The thing is, I've been playing D&D in its various forms for over 25 years now. There are things in AD&D that still really bug me. I have half a mind that, once I get a replacement laptop, I'm going to embark on my own, personal redesign of bits and pieces of the game. Not a redesign in the sense of adding a skill system or rebuilding things from scratch, but more from the perspective of having played a lot of (A)D&D and learned what I think works, and what I think doesn't.
Really, the list of things to change is short and almost entirely wrapped up in character classes. To whit:
- The fighter could use some other toy to play with. Rangers and paladins are strictly better, and that bugs me. I'd want to see something simple and in keeping with the spirit of AD&D, more like "+1 attack when using a weapon you are proficient with" than a feat or maneuver based approach of 3e or 4e.
- The thief, oh the poor thief. From those who curse its appearance in OD&D, to people like me who really want to play the Gray Mouser without feeling like a chump, I'm not sure this class really makes anyone happy. I'd look to do a radical revision, though I'm not sure exactly what I'd want. Remove the proto-skill system? Make it a fighter sub-class more in-line with a swashbuckler? I'm not 100% sure.
- The assassin is stuck in the same boat as the thief. This is the class I'd like to see embrace the backstab/assassination mechanic. To me, that's interesting, but I think the thief's backstab makes the assassin semi-pointless.
- The monk! OK, I love the concept of the monk, but I always disliked Gary's implementation of it. The monk falls into the same category as the magic-user, in that you have to manage to survive low-level in order to gain massive power at higher levels. However, the magic-user's fundamental weaknesses remain at all levels. Whether a lowly prestidigitator or a mighty wizard, the M-U breaks into a cold sweat when a nasty ogre shuffles up to him. The monk, on the other hand, carpets over his weaknesses with innate, constant abilities. Having played a monk at low and high levels, it is essentially two classes.
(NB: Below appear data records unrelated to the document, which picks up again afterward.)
PR #458, opened 2022-05-18
[TEST] Add more inference test

ZYHowell:
Support returning `last_hidden_state`, `hidden_state` and `attention` in inference.

### DIFF
--- a/tests/test_pipeline_inference_only.py
+++ b/tests/test_pipeline_inference_only.py
@@ -4,16 +4,18 @@ import jax
 import jax.numpy as jnp
 
 from alpa import init, PipeshardParallel
-from alpa.testing import (MLPModel, create_train_state, get_mlp_inference_step,
-                          assert_allclose)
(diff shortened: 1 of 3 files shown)


tests/test_pipeline_inference_only.py
```diff
@@ -4,16 +4,18 @@
...
+from alpa.model.bert_model import BertConfig, FlaxBertLayerCollection
+from alpa.testing import (MLPModel, create_train_state,
+                          get_bert_layer_collection_inference_step,
+                          get_mlp_inference_step, assert_allclose)
 
 
 class PipelineInferenceTest(unittest.TestCase):
+
     def setUp(self):
         init(cluster="ray")
```
merrymercy, line 16: If we do not call `alpa.shutdown()`, the second test will follow the physical mesh group created by the first test. Is this intended?

ZYHowell: it's a mistake

merrymercy (approved):

PR #463, opened 2022-05-23
[RUNTIME] Simplify restore_checkpoint() API

PKUFlyingPig:
The `target` argument in restore_checkpoint is redundant. Use `load_info` instead.


zhuohan123 (approved):
LGTM

PR #468, opened 2022-05-27
[FORMAT] Update formatter and linter from the ray and sky project

zhuohan123:


.github/workflows/ci.yml
```diff
@@ -12,31 +12,8 @@ on:
     branches: [main]
 
 jobs:
-
```
zhisbug, line 15: change to this linter instead of removing linting?

requirements-dev.txt
```diff
@@ -0,0 +1,5 @@
+# formatting
+yapf==0.32.0
```
zhisbug, line 2: remove this file, add it to setup.py https://github.com/alpa-projects/alpa/blob/main/setup.py#L89

.github/workflows/ci.yml
zhuohan123: Linter is now in a separate github action yaml. We still have the linter in `yapf.yml` and `pylint.yml`. Do you think I need to move this part back into `ci.yml`?

zhisbug: can you merge yapf and pylint into one job in ci.yml and let test depend on it (like I did). Otherwise, test will be trigger even if linting is not passed, which wates CI resources

zhuohan123: OK sounds good.

zhisbug:
this linter looks simpler.

- How will it check docstrings (missing and formats)? You can see here propspector applies pep257 after running pylint for docstrings.

- once you are sure it works as expected, you can remove this file: https://github.com/alpa-projects/alpa/blob/main/.prospector.yaml

zhuohan123:
> * How will it check docstrings (missing and formats)? You can see here propspector applies pep257 after running pylint for docstrings.

The new linter does check missing docstrings. But I don't see it check the docstring formats for now. Does prospector check for formats? How strict will it be?

PR #470, opened 2022-05-31
[CI/CD] fix CD bug, update docs with new installation procedures

zhisbug:


docs/install.rst
```diff
@@ -4,9 +4,61 @@ Install Alpa
...
+- CUDA (CuDNN): 11.1 (8.0.5), 11.2 (8.1.0), 11.3 (8.2.0)
+- Python: 3.7, 3.8, 3.9
+
+If you need to use other CUDA, CuDNN, or Python versions, please follow the next section to :ref:`install from source<install-from-source>`.
+
+1. To install from wheels, first install Alpa:
+
+  .. code:: bash
+
+    pip3 install --upgrade pip
```
merrymercy, line 25: Why is this line required?

docs/install.rst
```diff
@@ -80,3 +132,47 @@ You can check the installation by running the following test script.
...
+  >>> import alpa
+    ......
+    RuntimeError: jaxlib version 0.3.7 is newer than and incompatible with jax version 0.3.5. Please update your jax and/or jaxlib packages
+
+Make sure your jax version is 0.3.5, Flax version is 0.4.1 by reinstalling them following:
+
+.. code:: bash
+
+  pip3 install jax==0.3.5
+  pip3 install flax==0.4.1
```
merrymercy, line 176: Does this mean we have to update this webpage every time we release the package?

docs/install.rst
zhisbug: mimicking https://github.com/google/jax#pip-installation-cpu

docs/install.rst
zhisbug: no, why you think so?

PR #473, opened 2022-06-02
[REFACTOR] Add runtime emitter for pipeshard parallel

ZYHowell:
This PR does https://github.com/alpa-projects/alpa/pull/451#pullrequestreview-974178288. After this PR:
- RuntimeEmitter generates a pipeshard config without any call of mesh host worker's methods, so physical meshes can be instantiated later. 
- Resources' instantiation(nccl groups, nccl communicators and worker executables) are in Pipeshard Executable's initialization.

### DIFF
--- a/alpa/device_mesh.py
+++ b/alpa/device_mesh.py
@@ -1771,6 +1771,15 @@ class PhysicalDeviceMeshGroup:
         self.collective_groups[src_mesh_id][dst_mesh_id] = cg
         self.collective_groups[dst_mesh_id][src_mesh_id] = cg
 
+    def instantiate_nccl_group(self,
+                               src_mesh_id: int,
+                               dst_mesh_id: int):
+        cg = self.collective_groups[src_mesh_id][dst_mesh_id]
+        if global_config.eagerly_create_communicators:
+            cg.instantiate_now()
+        else:
+            cg.instantiate()
+
     def instantiate_all(self):
         for src_id in range(len(self)):
             for dst_id in range(src_id + 1, len(self)):
--- a/alpa/device_mesh.py
+++ b/alpa/device_mesh.py
@@ -1747,7 +1747,10 @@ class PhysicalDeviceMeshGroup:
     def index(self, *args, **kwargs):
         return self.meshes.index(*args, **kwargs)
 
-    def establish_nccl_group(self, src_mesh_id: int, dst_mesh_id: int):
+    def establish_nccl_group(self,
+                             src_mesh_id: int,
+                             dst_mesh_id: int,
+                             instantiate=True):
         """Establish NCCL group between two meshes."""
         # pylint: disable=import-outside-toplevel
         from alpa.pipeline_parallel.cross_mesh_resharding import CollectiveGroup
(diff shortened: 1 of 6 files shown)


alpa/device_mesh.py
```diff
@@ -1780,12 +1783,32 @@ def establish_nccl_group(self, src_mesh_id: int, dst_mesh_id: int):
...
+
+    def instantiate_all(self):
+        for src_id in range(len(self)):
+            for dst_id in range(src_id + 1, len(self)):
+                cg = self.collective_groups[src_id][dst_id]
+                if cg and not cg.instantiated:
+                    if global_config.eagerly_create_communicators:
+                        cg.instantiate_now()
+                    else:
+                        cg.instantiate()
```
merrymercy, line 1811: This pattern repeats three times. Can we avoid it?

alpa/pipeline_parallel/compile_executable.py
```diff
@@ -179,9 +180,16 @@ def compile_pipeshard_executable(fun: lu.WrappedFun,
         schedule=schedule,
         is_batch=batch_invars,
         num_batch=num_microbatch,
-        flop_count=total_flops,
-        concat_vars_mapping=concat_vars_mapping,
-        in_tree=in_tree)
+        in_tree=in_tree).compile(concat_vars_mapping)
```
merrymercy, line 183: Why is `concat_vars_mapping` an argument of `compile` instead of an argument of `__init__`?

alpa/pipeline_parallel/pipeshard_executable.py
```diff
@@ -1311,7 +371,7 @@ def __init__(self, worker: MeshHostWorker, uuid: int,
         self.global_buffers = worker.buffers
         self.acc_grad_buffers = {}
         self.acc_in_uuids = [list(uuids) for uuids in list(acc_local_uuids)]
-        self.acc_out_uuids = acc_out_uuids
+        self.acc_out_uuids = [list(uuids) for uuids in list(acc_out_uuids)]
```
merrymercy, line 374: You often convert a numpy array to a list by calling `list()`. Most of them are not necessary and I deleted a lot of this pattern last time. Try to remove them and work directly with numpy indexing.

merrymercy (changes requested):

alpa/device_mesh.py
ZYHowell: Now all of them call the same internal method

alpa/pipeline_parallel/pipeshard_executable.py
ZYHowell: Currently in PipeshardExecutable there is almost no `list(XXX)`. I'll check the PipelineInstEmitter.

alpa/pipeline_parallel/compile_executable.py
ZYHowell: You're right. I move it to init now

alpa/global_env.py
```diff
@@ -20,10 +20,21 @@ def __init__(self):
         self.shard_parallel_sync_for_timer = False
 
         ########## Options of pipeline_parallel ##########
-        self.profile_with_whole_ray_cluster = True
+        # Whether to debug with local runtime. The local runtime checks
+        # correctness of stage construction and other graph level operations.
         self.debug_with_local_runtime = False
```
merrymercy, line 25: Is `debug_with_local_runtime` used? What's the difference between `debug_with_local_runtime` and `debug_with_pipeshard_runtime`

ZYHowell: With `debug_with_pipeshard_runtime`, we can dump everything(`ReshardingTask`, `PipelineInst`, `ExecutableConfig` etc.) without physical resources. `LocalRuntime` aims to check the correctness of passes on jaxprs.

merrymercy: I think `debug_with_local_runtime` is never used in the current codebase

merrymercy (approved):
The refactor looks good to me. Sorry I merged my PR #477 first, which introduces some conflicts.

alpa/global_env.py
ZYHowell: I'll deprecate it later

zhisbug: Is the local runtime still there? I think we can deprecate all those code

Issue #416, opened 2022-04-30
[RUNTIME] NCCL broadcast based cross mesh resharding


TarzanZhao:
**Background**

To send a distributed tensor from one mesh to another, we need to perform cross mesh resharding. One cross mesh resharding problem could be decomposed many "N-to-M data send task". Basically, one tensor could be decomposed into many tensor slices, each tensor slice originally has copy in some devices in mesh A, we want to send the tensor slice to some other devices in mesh B. Mesh A and Mesh B have no common devices. By "N-to-M data send task", I mean one data resides in N source devices and sends to M target devices. 

Current implementation is based on NCCL send, recv and allgather operators. Basically, using send/recv to make each target device get a part of the data, then do local allgather to make each target device get the whole data. Sender could be chosen by balancing load. This solution perform optimally under most cases, but does not solve all. 

**NCCL broadcast based cross mesh resharding**

Consider if we only use one device as the data sender, i.e. N=1, then the "1-to-M data send task" is exactly NCCL broadcast is doing. I check the NCCL broadcast implementation, it is also ring based pipeline algorithm as shown in the figure below, similar to allreduce implementation. That implementation allows total execution time to be much shorter. You could refer [NCCL-operator-rationale.pdf](https://github.com/Avkash/mldl/blob/master/pages/docs/books/NCCL-Woolley.pdf). 

<img width="1237" alt="image" src="https://user-images.githubusercontent.com/45677459/166100314-fd1588b7-14ce-45b7-be90-8fe445011f22.png">

When N is not 1, choosing arbitrary source device by load balancing to force N to be 1, could already achieve minimal cross host communication which is the bottleneck of speed. We could also create more broadcast tasks starting from different source devices and to different sets of adjacent target devices, so as to take advantage of concurrent execution. 

Theoretically, broadcast based implementation is optimal under all cases in terms of cross-host communication overhead. And ring-based implementation of NCCL broadcast with good load balancing could achieve even better/even optimal overall execution time. 

**Experiment results**

For single unit test by `tests/test_cross_mesh_resharding.py`, we could design resharding task on which broadcast based implementation is more than 4 times faster than send/recv+local allgather implementation as in the following task. Actually, we can design task on which broadcast based resharding is even much faster than send/recv+local allgather implementation, because we know current broadcast based resharding's shortcoming. 

[...]

PR #486, opened 2022-06-05
[FEATURE] Optimize order of shard tiles communication in cross mesh resharding

TarzanZhao:
### Background

Mentioned in [issue 416](https://github.com/alpa-projects/alpa/issues/416 
), one cross mesh resharding task is composed of many "N-to-M data send task" and each "N-to-M data send task" could be handled by NCCL send/recv or NCCL broadcast. In current implementation, one ray actor executes these send/recv/broadcast NCCL instructions one by one without concurrency for one cross mesh resharding task. That means we have to wait for the first NCCL instruction to finish before launching the second NCCL instruction. When the first instruction is blocked, all the following instructions will be blocked. Therefore the order of these NCCL instructions to be executed should be carefully decided. Here is an example showing how order will affect speed. 
image

I test this resharding example and my optimization of order indeed could speed up the overall performance. 
Here is the test code: src_mesh involves 2 hosts and dst_mesh involves 3 hosts. 
image
The experiment log clearly shows effectiveness of optimizing order.
image

On top of order, we should also decide which device should be used as sender for every task. Sender selection is about load balancing among different devices/hosts and order is about load balancing along time axis.

### My implementation

I define the above problem in *ReshardingLoadBalancingTaskSolver* and abstract it into a mathematically decent form 
by *AbstractedLoadBalancingTaskSolver*. I implement a search algorithm *AbstractedLoadBalancingTaskSolverSearchAlgo* for small-scale cases and a greedy algorithm *AbstractedLoadBalancingTaskSolverGreedyAlgo* for large-scale cases. The DFS based search algorithm is slow and could be improved by designing better pruning strategies. The greedy algorithm is not optimal and could be further improved. 

### Current Limitations to apply the features
1. Because the bottleneck of cross mesh resharding is usually at NIC which is host level. Thus we need at least 4 hosts in one resharding task(2 in src_mesh and 2 in dst_mesh) to possibly have concurrency. Current Alpa example only involves one host as src_mesh and one host as dst_mesh. The above example involves 5 hosts.  Such resharding cases never occur in current end-to-end training example of Alpa. That means this Feature could not give us immediately improvements now. Maybe if we have multiple NICs in one hosts, the features could play a more important role. 
2. Since the problem has been abstracted out and it is NP-hard, algorithmic solutions to it could be continuously designed and improved. Current DFS is slow (when we have 20 more hosts in one resharding) and Greedy algorithm could be hacked. 

We could add this feather in main branch when we need it later. I create this PR to keep Alpa collaborators updated and gather suggestions and requirements.


zhisbug:
Thank you. I'll try to finish reviewing this one by Thursday

zhuohan123:
@TarzanZhao @zhisbug Do we have any updates on this PR?

merrymercy:
closed due to inactivity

That shift in playstyle bugs me, and is far too bald a filter between a weak and strong character. I'd seek to balance the monk, strengthening it at low levels and toning it down at upper levels.
I'm not sure I'd change much else. Sure, initiative needs to be fixed up, but that's not something I see as critical. After all, people have played the game for decades without that getting in the way. The class issues are more topics that, for me at least, make the game less enjoyable.